--- WHAT THE TASK ASKS ---
From the entries below, copy exactly the lines from the one that contains "PR #1567, opened 2026-01-02" through the one that contains "## Rationale", both included, and only those.

--- RECORD SET ---

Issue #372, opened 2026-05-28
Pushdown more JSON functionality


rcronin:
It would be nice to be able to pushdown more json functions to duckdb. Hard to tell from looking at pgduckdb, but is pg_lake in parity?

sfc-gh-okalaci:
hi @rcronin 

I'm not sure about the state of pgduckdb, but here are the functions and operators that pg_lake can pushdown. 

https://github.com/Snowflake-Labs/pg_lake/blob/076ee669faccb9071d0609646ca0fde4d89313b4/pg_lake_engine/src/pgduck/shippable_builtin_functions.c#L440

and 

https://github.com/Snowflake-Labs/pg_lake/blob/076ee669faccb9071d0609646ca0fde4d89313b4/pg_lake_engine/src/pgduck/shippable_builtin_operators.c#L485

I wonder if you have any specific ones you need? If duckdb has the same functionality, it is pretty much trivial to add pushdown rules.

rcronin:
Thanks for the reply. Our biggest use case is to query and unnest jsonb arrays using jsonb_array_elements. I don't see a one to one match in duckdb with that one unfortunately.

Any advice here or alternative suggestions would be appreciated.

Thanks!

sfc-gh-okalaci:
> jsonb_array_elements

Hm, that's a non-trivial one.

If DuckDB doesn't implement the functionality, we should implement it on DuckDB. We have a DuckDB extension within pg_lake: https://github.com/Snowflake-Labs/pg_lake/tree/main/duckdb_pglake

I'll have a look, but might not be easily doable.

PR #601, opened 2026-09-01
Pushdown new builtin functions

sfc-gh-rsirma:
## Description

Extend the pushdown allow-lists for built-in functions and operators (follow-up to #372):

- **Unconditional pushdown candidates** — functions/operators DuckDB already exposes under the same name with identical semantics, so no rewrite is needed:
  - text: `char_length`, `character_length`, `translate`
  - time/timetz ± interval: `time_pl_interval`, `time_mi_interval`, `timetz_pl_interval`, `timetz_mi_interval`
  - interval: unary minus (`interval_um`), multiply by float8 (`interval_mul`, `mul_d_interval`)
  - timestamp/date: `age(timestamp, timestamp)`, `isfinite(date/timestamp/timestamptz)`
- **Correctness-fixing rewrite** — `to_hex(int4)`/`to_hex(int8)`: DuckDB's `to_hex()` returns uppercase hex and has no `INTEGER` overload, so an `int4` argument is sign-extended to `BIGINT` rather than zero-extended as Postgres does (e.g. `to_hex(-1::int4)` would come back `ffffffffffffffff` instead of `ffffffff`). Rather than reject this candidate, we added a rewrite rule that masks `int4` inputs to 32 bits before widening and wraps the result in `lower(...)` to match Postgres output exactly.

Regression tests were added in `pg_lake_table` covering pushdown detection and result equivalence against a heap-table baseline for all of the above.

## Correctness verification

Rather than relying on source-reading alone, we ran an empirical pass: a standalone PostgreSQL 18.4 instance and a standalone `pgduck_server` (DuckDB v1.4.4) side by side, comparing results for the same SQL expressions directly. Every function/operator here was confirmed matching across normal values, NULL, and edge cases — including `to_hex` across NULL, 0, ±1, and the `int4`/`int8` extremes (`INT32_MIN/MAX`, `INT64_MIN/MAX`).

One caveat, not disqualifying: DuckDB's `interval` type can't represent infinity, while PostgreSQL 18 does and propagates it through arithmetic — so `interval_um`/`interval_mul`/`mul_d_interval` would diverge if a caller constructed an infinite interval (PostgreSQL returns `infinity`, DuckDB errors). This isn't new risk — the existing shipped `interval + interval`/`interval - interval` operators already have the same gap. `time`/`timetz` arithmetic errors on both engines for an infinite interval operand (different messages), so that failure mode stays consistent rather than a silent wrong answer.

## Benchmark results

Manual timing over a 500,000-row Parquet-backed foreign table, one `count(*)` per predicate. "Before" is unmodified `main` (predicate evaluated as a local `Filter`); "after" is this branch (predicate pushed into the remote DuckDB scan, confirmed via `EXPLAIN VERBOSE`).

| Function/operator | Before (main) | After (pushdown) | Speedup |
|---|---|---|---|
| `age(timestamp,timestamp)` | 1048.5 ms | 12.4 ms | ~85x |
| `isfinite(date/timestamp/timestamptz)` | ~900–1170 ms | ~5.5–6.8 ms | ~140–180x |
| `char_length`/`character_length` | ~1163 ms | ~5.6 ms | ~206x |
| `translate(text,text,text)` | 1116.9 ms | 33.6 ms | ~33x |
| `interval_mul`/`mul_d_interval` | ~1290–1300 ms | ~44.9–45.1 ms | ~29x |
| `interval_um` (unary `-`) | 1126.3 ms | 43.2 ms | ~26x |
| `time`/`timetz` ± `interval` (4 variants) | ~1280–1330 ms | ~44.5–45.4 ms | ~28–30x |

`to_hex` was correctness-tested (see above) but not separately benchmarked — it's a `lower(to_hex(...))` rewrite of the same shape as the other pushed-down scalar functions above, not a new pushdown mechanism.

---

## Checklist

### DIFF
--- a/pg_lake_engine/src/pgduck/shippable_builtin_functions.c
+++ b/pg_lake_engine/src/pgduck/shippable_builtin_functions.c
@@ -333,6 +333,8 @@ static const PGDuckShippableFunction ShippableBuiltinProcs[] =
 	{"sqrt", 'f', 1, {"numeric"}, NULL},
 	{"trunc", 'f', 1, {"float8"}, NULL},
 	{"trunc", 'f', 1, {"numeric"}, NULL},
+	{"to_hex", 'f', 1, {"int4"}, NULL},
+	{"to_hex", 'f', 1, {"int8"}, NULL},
--
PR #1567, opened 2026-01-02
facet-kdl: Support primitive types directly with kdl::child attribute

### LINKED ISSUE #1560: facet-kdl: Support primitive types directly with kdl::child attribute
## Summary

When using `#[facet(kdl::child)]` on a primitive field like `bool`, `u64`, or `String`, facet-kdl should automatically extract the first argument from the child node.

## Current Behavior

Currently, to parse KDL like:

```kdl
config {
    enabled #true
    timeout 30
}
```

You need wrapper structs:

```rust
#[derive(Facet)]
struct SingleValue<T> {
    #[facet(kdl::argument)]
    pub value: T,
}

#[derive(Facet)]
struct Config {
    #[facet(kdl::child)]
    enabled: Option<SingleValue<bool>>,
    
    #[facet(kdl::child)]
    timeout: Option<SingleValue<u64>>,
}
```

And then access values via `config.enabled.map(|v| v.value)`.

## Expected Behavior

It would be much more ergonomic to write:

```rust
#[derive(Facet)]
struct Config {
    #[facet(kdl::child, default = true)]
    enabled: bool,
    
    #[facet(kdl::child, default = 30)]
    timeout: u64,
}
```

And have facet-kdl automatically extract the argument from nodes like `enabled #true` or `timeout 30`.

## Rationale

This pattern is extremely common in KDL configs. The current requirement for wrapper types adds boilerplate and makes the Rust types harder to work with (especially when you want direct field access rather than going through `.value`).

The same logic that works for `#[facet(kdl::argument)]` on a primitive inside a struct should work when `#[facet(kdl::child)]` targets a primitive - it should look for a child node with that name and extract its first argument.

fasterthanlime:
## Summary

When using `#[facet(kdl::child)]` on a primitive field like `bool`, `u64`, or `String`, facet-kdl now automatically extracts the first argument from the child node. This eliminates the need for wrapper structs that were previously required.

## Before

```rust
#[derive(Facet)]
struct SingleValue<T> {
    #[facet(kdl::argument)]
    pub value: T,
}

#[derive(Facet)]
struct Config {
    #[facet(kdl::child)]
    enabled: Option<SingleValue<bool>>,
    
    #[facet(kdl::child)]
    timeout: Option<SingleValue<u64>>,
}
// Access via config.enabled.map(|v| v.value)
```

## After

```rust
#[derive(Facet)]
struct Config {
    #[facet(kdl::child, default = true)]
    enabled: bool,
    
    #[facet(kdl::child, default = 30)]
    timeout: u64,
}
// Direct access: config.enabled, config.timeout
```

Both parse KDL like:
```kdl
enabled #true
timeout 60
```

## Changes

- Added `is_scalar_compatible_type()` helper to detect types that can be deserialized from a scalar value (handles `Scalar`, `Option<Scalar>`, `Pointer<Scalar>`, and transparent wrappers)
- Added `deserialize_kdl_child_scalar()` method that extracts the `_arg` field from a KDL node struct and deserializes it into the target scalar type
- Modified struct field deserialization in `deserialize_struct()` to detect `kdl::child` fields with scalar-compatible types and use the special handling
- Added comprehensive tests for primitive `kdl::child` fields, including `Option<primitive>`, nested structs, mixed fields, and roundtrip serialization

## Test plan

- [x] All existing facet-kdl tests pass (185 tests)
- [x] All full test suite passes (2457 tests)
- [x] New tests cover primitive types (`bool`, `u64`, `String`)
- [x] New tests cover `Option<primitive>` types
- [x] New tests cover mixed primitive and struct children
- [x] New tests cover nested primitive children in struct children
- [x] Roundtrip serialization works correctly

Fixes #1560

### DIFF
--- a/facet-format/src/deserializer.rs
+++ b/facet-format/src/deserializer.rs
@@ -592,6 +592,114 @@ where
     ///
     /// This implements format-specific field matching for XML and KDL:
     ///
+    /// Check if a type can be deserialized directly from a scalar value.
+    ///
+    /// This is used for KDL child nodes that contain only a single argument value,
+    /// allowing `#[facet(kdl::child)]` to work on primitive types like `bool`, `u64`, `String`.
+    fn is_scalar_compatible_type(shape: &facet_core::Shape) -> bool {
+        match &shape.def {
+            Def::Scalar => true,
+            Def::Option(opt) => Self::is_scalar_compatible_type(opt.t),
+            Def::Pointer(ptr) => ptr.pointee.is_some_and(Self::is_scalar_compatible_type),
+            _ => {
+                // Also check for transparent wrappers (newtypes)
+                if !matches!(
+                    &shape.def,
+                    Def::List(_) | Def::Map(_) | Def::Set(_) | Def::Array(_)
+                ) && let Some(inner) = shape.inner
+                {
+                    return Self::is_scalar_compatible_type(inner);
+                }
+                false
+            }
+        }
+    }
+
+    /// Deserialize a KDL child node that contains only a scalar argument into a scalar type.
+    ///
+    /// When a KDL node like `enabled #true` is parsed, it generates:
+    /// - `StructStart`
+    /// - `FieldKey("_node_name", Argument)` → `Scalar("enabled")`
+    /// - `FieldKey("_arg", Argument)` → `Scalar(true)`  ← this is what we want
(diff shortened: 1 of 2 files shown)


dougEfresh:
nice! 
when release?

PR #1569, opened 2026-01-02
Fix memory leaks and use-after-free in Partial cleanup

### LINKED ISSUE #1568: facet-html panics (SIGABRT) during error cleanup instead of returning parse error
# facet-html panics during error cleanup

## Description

--- WRITTEN SOLUTION ---
PR #1567, opened 2026-01-02
facet-kdl: Support primitive types directly with kdl::child attribute

### LINKED ISSUE #1560: facet-kdl: Support primitive types directly with kdl::child attribute
## Summary

When using `#[facet(kdl::child)]` on a primitive field like `bool`, `u64`, or `String`, facet-kdl should automatically extract the first argument from the child node.

## Current Behavior

Currently, to parse KDL like:

```kdl
config {
    enabled #true
    timeout 30
}
```

You need wrapper structs:

```rust
#[derive(Facet)]
struct SingleValue<T> {
    #[facet(kdl::argument)]
    pub value: T,
}

#[derive(Facet)]
struct Config {
    #[facet(kdl::child)]
    enabled: Option<SingleValue<bool>>,
    
    #[facet(kdl::child)]
    timeout: Option<SingleValue<u64>>,
}
```

And then access values via `config.enabled.map(|v| v.value)`.

## Expected Behavior

It would be much more ergonomic to write:

```rust
#[derive(Facet)]
struct Config {
    #[facet(kdl::child, default = true)]
    enabled: bool,
    
    #[facet(kdl::child, default = 30)]
    timeout: u64,
}
```

And have facet-kdl automatically extract the argument from nodes like `enabled #true` or `timeout 30`.

## Rationale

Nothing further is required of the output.